Monday, 20 January 2014

Surviving in the camp



Clara did not spend long in Theriesenstadt. Just under a month in fact. But I’ve been very concerned about getting the detail about that stay right. We always assume it to have been a more benign place than many other camps and indeed at the time that Clara was there it was more of a transit camp than anything else though it also provided cheap labour for a country at war.
We have little idea of what it was actually like for her in the camp. And in my story-line I’ve included some fictitious characters – a pregnant mother who gives birth in the camp and her little daughter. I’ve borrowed a businessman who carried on running his business from within the camp. This man really existed and he was able to influence his captors. Here, I’ve used his influence to spare the lives of Clara’s friends and her two children.  
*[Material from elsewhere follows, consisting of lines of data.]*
PR #150, opened 2023-10-16
create singular simulation class

Opeyem1a:
- creates a class to run a single algorithm at a time (will soon include the support to pass a custom algorithm config)
- testing for this
- created SimulationSettings that this new Simulation class uses (will later switch BasicSimulationSet to use this)
- moved shared data in test directory to a `_data.py` file

PR #149, opened 2023-10-16
basic simulation set rename

Opeyem1a:
Makes more sense for this to be called BasicSimulationSet since it runs multiple algorithms at the same time
See the branch stacked on top of this for why this happened

PR #151, opened 2023-10-16
support custom configs on Simulation

### LINKED ISSUE #108: Develop a way to configure PriorityAlgorithm with different configs

Opeyem1a:
closes #108

### DIFF
--- a/tests/test_benchmarking/test_simulation/test_simulation.py
+++ b/tests/test_benchmarking/test_simulation/test_simulation.py
@@ -1,5 +1,6 @@
 import unittest
 
+from api.ai.new.interfaces.algorithm_config import PriorityAlgorithmConfig
 from api.models.enums import AlgorithmType
 from benchmarking.data.simulated_data.mock_student_provider import (
     MockStudentProvider,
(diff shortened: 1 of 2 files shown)


Opeyem1a:
* main
  * **PR #149** <a href="https://app.graphite.dev/github/pr/Teamable-Analytics/algorithms/149" target="_blank">Graphite</a> 
    * **PR #150** <a href="https://app.graphite.dev/github/pr/Teamable-Analytics/algorithms/150" target="_blank">Graphite</a> 
      * **PR #151** <a href="https://app.graphite.dev/github/pr/Teamable-Analytics/algorithms/151" target="_blank">Graphite</a>  👈

This comment was auto-generated by [Graphite](https://app.graphite.dev/github/pr/Teamable-Analytics/algorithms/151?utm_source=stack-comment).

tests/test_benchmarking/test_simulation/test_simulation.py
```diff
@@ -58,3 +59,24 @@ def test_run__works_with_each_algorithm_type(self):
                 algorithm_type=algorithm_type,
                 settings=self.settings,
             ).run(num_runs=5)
+
+    def test_run__works_with_configs(self):
+        # fixme: probably some cool way to do this with python mocks
+        tracker = {"is_called": False}
+
+        def return_val(val):
```
Opeyem1a, line 67: wait this is dumb, I think it will always have called it just to resolve this value :'(

Hedgemon4 (approved):

tests/test_benchmarking/test_simulation/test_simulation.py
justino599: Yeah, not sure what you're trying to do here. From the title, it would seem that you just want to test that the constructor works given you've passed a config? But then why do you need this extra function?

Opeyem1a: I was trying to test that the config actually used is the correct config, essentially

So testing the actual simulation didn't use the default config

But was Theriesenstadt all that benign actually? Probably not at the time that Clara was there. It wasn’t a death camp – a gas chamber was added much later. Neither was it the “holiday camp” fabricated for the Red Cross, nor were there yet football matches or an orchestra. Compared with Clara’s former upper middle class lift it would be pretty miserable there. Am I getting that across?
I’m currently reading Primo Levi’s If This is a Man /The Truce where we have a detailed picture of what Auschwitz was like towards the end of World War II. People had ways of surviving. Levi was enterprising and sold flints he “stole” from his work place and “sold” them for bread. Clara doesn’t survive but by being such a nice person sets everything up for her friends to survive. She is so good to everyone that she brings out the best in them.    
Levi writes about Auschwitz, which we all believe to be possibly the worst of the death camps. I think I’ve made Theriesenstadt as gruesome. Clara’s family believed for years that she was transported to Auschwitz. We have recently found out, in fact, that it was Treblinka.
It’s likely that she and all the other old people in that transport would have been shot on arrival. They would probably not have known what was happening or not until the last moment. This was actually a quicker death than being gassed which at that time took on average twenty minutes. We don’t see that particular scene in my version of Clara’s story. In the epilogue the two children are now quite grown up and help with archiving of information about the Rexingen Jews. At that point they believe that she went to Auschwitz. Only in the notes at the end, and here, do I reveal that where she actually she went.